FACTS AND PROCEDURAL HISTORY
The plaintiff, Dwayne Chauvin, was previously a plaintiff in a cumulated
action styled Warren Lester, et al. v. Exxon Mobil Corporation, et al., 2002-19657,
Civil District Court, Orleans Parish, Div. N-8. In the Lester litigation, Mr.
Chauvin sought damages against Shell Oil Company, Shell Offshore Inc., and
SWEPI LP (hereinafter collectively referred to as “Shell”), among other
defendants, for injuries he allegedly incurred as a result of his occupational
exposure to naturally occurring radioactive material (“NORM”) from 1980 to
1992. In February 2011, Mr.
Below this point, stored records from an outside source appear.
PR #5048, opened 2021-02-20
azureblob: Add container public access level support. Fixes #5045

### LINKED ISSUE #5045: Azure and mkdir command failed to set container public access level to blob or container
I think instead of keeping the access level to None there are two more options that it should support while using `mkdir` command.
In place of hardcode `PublicAccessNone` it should get the options from CLI and set default if missing. Other options are `PublicAccessBlob` &  `PublicAccessContainer`.

https://github.com/rclone/rclone/blob/7db68b72f12bfa71bd03f399c7e9302b2fc4fec7/backend/azureblob/azureblob.go#L1084

krmanish:
Add option to set public access level of a container with a new flag `azureblob-public-access`. Mostly useful when to create container using command `mkdir` however it should be useful for `sync` or `copy` command. Flag must require value and should be either `blob` or `container` or `''`(empty).
Flag is useful when the container is being created as part of the command. 

Discussed the actual option required for this change along with other important points.

https://forum.rclone.org/t/azure-container-and-set-public-access-to-read-only/22363
https://github.com/rclone/rclone/issues/5045

#### Checklist

### DIFF
--- a/backend/azureblob/azureblob.go
+++ b/backend/azureblob/azureblob.go
@@ -59,7 +59,6 @@ const (
 	emulatorBlobEndpoint = "http://127.0.0.1:10000/devstoreaccount1"
 	memoryPoolFlushTime  = fs.Duration(time.Minute) // flush the cached buffers after this long
 	memoryPoolUseMmap    = false
-	defaultPublicAccess  = azblob.PublicAccessNone
 )
 
 var (
@@ -219,15 +218,18 @@ This option controls how often unused buffers will be removed from the pool.`,
 				encoder.EncodeBackSlash |
 				encoder.EncodeRightPeriod),
 		}, {
-			Name: "public_access",
-			Help: `Public access level of a container: blob, container or private(default).
-
-This sets the public access level of a container. Default is none that means only authorized user can get access to the container.
-Other options are "blob" and "container" where
-container: Specifies full public read access for container and blob data. Clients can enumerate blobs within the container via anonymous request,
-but cannot enumerate containers within the storage account.
-blob: Specifies public read access for blobs. Blob data within this container can be read via anonymous request, but container data is not available.
-Clients cannot enumerate blobs within the container via anonymous request.`,
+			Name:    "public_access",
+			Help:    "Public access level of a container: blob, container.",
+			Default: string(azblob.PublicAccessNone),
+			Examples: []fs.OptionExample{
+				{
+					Value: "blob",
+					Help:  "Blob data within this container can be read via anonymous request.",
+				}, {
+					Value: "container",
+					Help:  "Allow full public read access for container and blob data.",
+				},
+			},
 			Advanced: true,
 		}},
 	})
@@ -526,9 +528,7 @@ func NewFs(ctx context.Context, name, root string, m configmap.Mapper) (fs.Fs, e
 			string(azblob.AccessTierHot), string(azblob.AccessTierCool), string(azblob.AccessTierArchive))
 	}
 
-	if opt.PublicAccess == "" {
-		opt.PublicAccess = string(defaultPublicAccess)
-	} else if !validatePublicAccess((opt.PublicAccess)) {
+	if !validatePublicAccess((opt.PublicAccess)) {
 		return nil, errors.Errorf("Azure Blob: Supported public access level are %s and %s",
 			string(azblob.PublicAccessBlob), string(azblob.PublicAccessContainer))
 	}
--- a/backend/azureblob/azureblob.go
+++ b/backend/azureblob/azureblob.go
@@ -59,6 +59,7 @@ const (
 	emulatorBlobEndpoint = "http://127.0.0.1:10000/devstoreaccount1"
 	memoryPoolFlushTime  = fs.Duration(time.Minute) // flush the cached buffers after this long
 	memoryPoolUseMmap    = false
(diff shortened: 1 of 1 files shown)


backend/azureblob/azureblob.go
```diff
@@ -217,6 +218,17 @@ This option controls how often unused buffers will be removed from the pool.`,
 				encoder.EncodeDel |
 				encoder.EncodeBackSlash |
 				encoder.EncodeRightPeriod),
+		}, {
+			Name: "public_access",
+			Help: `Public access level of a container: blob, container or private(default).
+
```
ncw, line 224: Can you reformat this a bit please?

These docs should be hard wrapped at 80 characters so they view ok in terminals.

They are also markdown docs displayed in the config pages.

backend/azureblob/azureblob.go
```diff
@@ -217,6 +218,17 @@ This option controls how often unused buffers will be removed from the pool.`,
...
+This sets the public access level of a container. Default is none that means only authorized user can get access to the container.
+Other options are "blob" and "container" where
+container: Specifies full public read access for container and blob data. Clients can enumerate blobs within the container via anonymous request,
```
ncw, line 227: The docs for `container` etc might be better done as an examples list - this will let the user choose in the configurator and they will be shown in the docs, eg

https://github.com/rclone/rclone/blob/cc08f66dc178776b44faabdb90d1846a0c525fa7/backend/crypt/crypt.go#L39-L49

backend/azureblob/azureblob.go
```diff
@@ -217,6 +218,17 @@ This option controls how often unused buffers will be removed from the pool.`,
 				encoder.EncodeDel |
 				encoder.EncodeBackSlash |
 				encoder.EncodeRightPeriod),
+		}, {
+			Name: "public_access",
+			Help: `Public access level of a container: blob, container or private(default).
```
ncw, line 223: You don't need to write the default here - rclone will add it if it isn't `""`

backend/azureblob/azureblob.go
```diff
@@ -217,6 +218,17 @@ This option controls how often unused buffers will be removed from the pool.`,
...
+
+This sets the public access level of a container. Default is none that means only authorized user can get access to the container.
+Other options are "blob" and "container" where
+container: Specifies full public read access for container and blob data. Clients can enumerate blobs within the container via anonymous request,
+but cannot enumerate containers within the storage account.
+blob: Specifies public read access for blobs. Blob data within this container can be read via anonymous request, but container data is not available.
+Clients cannot enumerate blobs within the container via anonymous request.`,
+			Advanced: true,
```
ncw, line 231: Maybe add `Default: azblob.PublicAccessNone` - might need to cast that to a string - not sure what type `azblob.PublicAccessNone` is...

backend/azureblob/azureblob.go
```diff
@@ -499,6 +526,13 @@ func NewFs(ctx context.Context, name, root string, m configmap.Mapper) (fs.Fs, e
 			string(azblob.AccessTierHot), string(azblob.AccessTierCool), string(azblob.AccessTierArchive))
 	}
 
+	if opt.PublicAccess == "" {
```
ncw, line 529: If you add the `Default:` in the options above, then you don't need to test for `opt.PublicAccess == ""` as it will always be set.

I'm not sure of the actual value of `azblob.PublicAccessNone` - is it `""`

ncw (commented):
Thank you for doing this :-)

I put some notes inline, mostly about the docs!

backend/azureblob/azureblob.go
krmanish: Yes `azblob.PublicAccessNone` does resolve to `''`.

krmanish:
> Thank you for doing this :-)
> 
> I put some notes inline, mostly about the docs!

Thanks @ncw for the review comments. Those have been addressed.
Please re-review.

krmanish:
waiting for review

backend/azureblob/azureblob.go
```diff
@@ -217,6 +217,20 @@ This option controls how often unused buffers will be removed from the pool.`,
 				encoder.EncodeDel |
 				encoder.EncodeBackSlash |
 				encoder.EncodeRightPeriod),
+		}, {
+			Name:    "public_access",
+			Help:    "Public access level of a container: blob, container.",
+			Default: string(azblob.PublicAccessNone),
+			Examples: []fs.OptionExample{
+				{
```
ncw, line 225: This needs a "none" branch for no public access which should be the first option and the default.

ncw (commented):
I think this is almost done! I have a concern that the chooser is missing a "none" option - I think it should have one.

Apart from that perfect!

backend/azureblob/azureblob.go
krmanish: Since the default value is `''` ("None" branch resolves to empty string i.e `''`) hence wonder if this does sound okay? Please advise.

```
{
       Value: "",
	Help:  "The container and its blobs can be accessed only with an authorized request. This is the default value.",
}

```

ncw: I think using the `string(azblob.PublicAccessNone)` names is fine.

ncw (approved):

I'll merge it now.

Chauvin entered into a Confidential Settlement
Agreement (“Agreement”) with Shell to end his participation in the Lester
litigation.
The Agreement provided that, in exchange for a confidential settlement
amount, Mr. Chauvin released all past, present, and future claims for damages
arising from Shell’s conduct and actions that allegedly resulted in Mr. Chauvin’s
occupational exposure to NORM. This provision defined the “Released Claims”
and specifically included “punitive” and “exemplary” damages, as well as all
liability arising from Shell’s alleged “wanton or reckless conduct.” The
Agreement further provided that, “[n]otwithstanding the foregoing,…” Mr.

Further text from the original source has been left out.